但是玉容军是玉容郡王李玉琪的私人军队,他们只效忠李玉琪极其子嗣。
若不是李玉琪不允许他们干预朝政,就在李玉琪亡故那一天,他们就会扶持少主人登上皇位。
如今能再次见到少主人,说实话,玉容军的心是澎湃的。
“少主人既然觉得值得,那就值得。”
“朱友明,一会去暗道,帮着部署暗道的兵力。”
“好,少主人,我知道怎么做。”
“嗯。”
“少主人,我能跟容曜说句话吗?”
“可以。”
朱友明走了过去,那雄壮有力的身板投下阴影,笼住了容曜偏瘦的身板。
“阿曜长大了,长壮了,还长黑了。”
“朱叔叔。”
“嗯,这一次你父亲派我来接应少主人,你可有什么话让我带回去?”
“没有。”
“唉,你这孩子啊,就是让人不省心,你这样我怎么跟容龙交代?”
容曜皱了皱眉,怎么交代?他的父亲为了自己的理想和舍弃自己,即便是父子情深,可是却让自己常年流离在外。即便是在少主人身边又如何?即便是做伴读又怎么样?
他终究是跟自己的父亲有了隔阂,日子久了,即便是心心念念着这份亲情,却已经不知道怎么表达了。
“告诉我母亲,我很好。告诉我父亲,我让他为我骄傲。”
“好吧。”
……
凌芷柔咬牙切齿的看着眼前倨傲的西霖国信使,这个信使竟然这般不把自己放在眼里?若不是军粮不济,她又如何不去攻击者玉琪故居?
虽说那玉琪故居是一个茅庐,可是李玉琪那厮能把齐王府修成机关府邸,就能把她自己的故居修建成机关窟。
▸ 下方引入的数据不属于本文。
Issue #428, opened 2024-11-05
Enrichment of module fails to update the TypeDef information of imported types


wertysas:
### What happened?

The `ProgramUnit.enrich` method does not update the type information in the enriched module with the type information of other modules properly.

### What are the steps to reproduce the bug?

Consider the example below where the module `state_type_mod` defines a derived type `state_type` and is imported in the module `driver_mod`.

```python
from loki.sourcefile import Sourcefile

fcode_state_mod = """
module state_type_mod
  implicit none

  type state_type
    real, pointer, dimension(:,:) :: a
  end type state_type

end module state_type_mod
"""
fcode_driver_mod = """
module driver_mod
  use state_type_mod, only: state_type
  implicit none

contains
  subroutine driver_routine(state)
    type(state_type), intent(inout) :: state

    state%a = 1

  end subroutine driver_routine
end module driver_mod
"""
state_mod = Sourcefile.from_source(fcode_state_mod)['state_type_mod']
driver_mod = Sourcefile.from_source(fcode_driver_mod)['driver_mod']
# # enrichment of driver_mod with state_type_mod
driver_mod.enrich([state_mod], recurse=True)
driver = driver_mod['driver_routine']
driver.enrich([state_mod])

state = driver.variable_map['state']
print(state.type.dtype.typedef)     # BasicType.DEFERRED even after driver being enriched

```

Executing the above example code shows that the driver has not been enrichened and that the type of the argument `state` is still not known in the subroutine `driver_routine`:

```bash
(loki-venv):  python minimal_reproducible_enrich_failure.py
BasicType.DEFERRED
```

The expected output would be `TypeDef:: state_type` and not `BasicType.DEFERRED`. 

If the `state_type` and subroutine are defined in the same module, the output will instead be `TypeDef::state_type` as expected (see example below)

```python
from loki.sourcefile import Sourcefile

fcode_driver_mod = """
module driver_mod
  use state_type_mod, only: state_type
  implicit none

  type state_type
    real, pointer, dimension(:,:) :: a
  end type state_type

contains
  subroutine driver_routine(state)
    type(state_type), intent(inout) :: state

    state%a = 1

  end subroutine driver_routine
end module driver_mod
"""
driver_mod = Sourcefile.from_source(fcode_driver_mod)['driver_mod']
driver = driver_mod['driver_routine']

state = driver.variable_map['state']
print(state.type.dtype.typedef)     # TypeDef::state_type
```

### Version

Loki main branch

[...]

PR #448, opened 2024-11-24
Module: Fix enrichment of type info via `Module` imports

mlange05:
This addresses issue #428 . Many thanks to @wertysas for the excellent reproducer and test

The problem was essentially that we would drop type info for subroutines if the info enrichment came though type imports on the parent `Module`. This is easily fixed by including parent imports in the enrichment loop over Imports.

I took the opportunity to also clean up the import on `test_module.py` in the process.


reuterbal (approved):
Fantastic, many thanks for the excellently described issue @wertysas and neat fix @mlange05!

PR #449, opened 2024-11-24
SGraph (re-)build optimisations

reuterbal:
While profiling the building of the SGraph, I noticed two things:

1. A non-negligible amount of time was spent on checking if items are part of any of the exclusion lists. The reason that this is costly is the pattern support, which incurs some overhead for repeatedly compiling search patterns. This can be partially reduced by using `fnmatch.filter` instead of a comprehension with `any`. On top of that, I tried reducing the amount of pattern compilations overall via some reordering or caching, however, since `fnmatch` already comes with a built-in pattern cache, this did worsen performance in all cases.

这玉琪故居怕是一时半刻也攻不下来了,而她屡战屡败,此刻不能再败。
这李崇卿显然拿捏住了自己的命门,竟然拿军粮要挟自己听话。
可是,不听话将会是什么下场?
她已经处置几个想要跟随玉容军而去的将领了,可这玉容军毕竟是唯方大陆的神话,是军人最向往的军队,若是一味镇压也不是个办法,总是要想个两全之策。
“你们太子就这么说的吗?”
“回国后的话,我们太子确实是如此说的。”
“你们太子这么说,我一定要这么做吗?”
“做不做随国后的心思,我们太子只是让我转达他的想法,仅此而已。”
“是吗?”
“国后贻误战机已经三天,在贻误下去,怕是要输定了。”
“你就这么盼着我输吗?”
“输不输掉,我不知道,但是我知道的是,国后等不起了,不是吗?”
凌芷柔闭了闭眼,也许她不该听哥哥的话,选择这样一条不归路。
可是这条路既然走上了,又怎么可能有回头路可以走?
凌芷柔叹了口气,“你说的对,既然这样,我便与你家太子达成共识。”
“多谢国后,那外臣这就去复命。”
这一年史书上记载,玉琪故居被围困三日,油水不进,齐王和东岳国君,危矣。
李潇玉站在地下通道的暗室里,“你真的决定引出这山中深潭的水来水淹?”
“这是最有效的,一击必中,而去一击即溃的办法,不是吗?”
李潇玉皱着眉,看着那空荡荡的通道,慕云昭这打开大门就是打算水淹七军吗?
这些可都是人命呢!可是乱世之中人命又如何?一声叹息在她的鼻息之间。
【作者题外话】:女主要被人指责了,啊啊啊啊,激不激动,刺不刺激?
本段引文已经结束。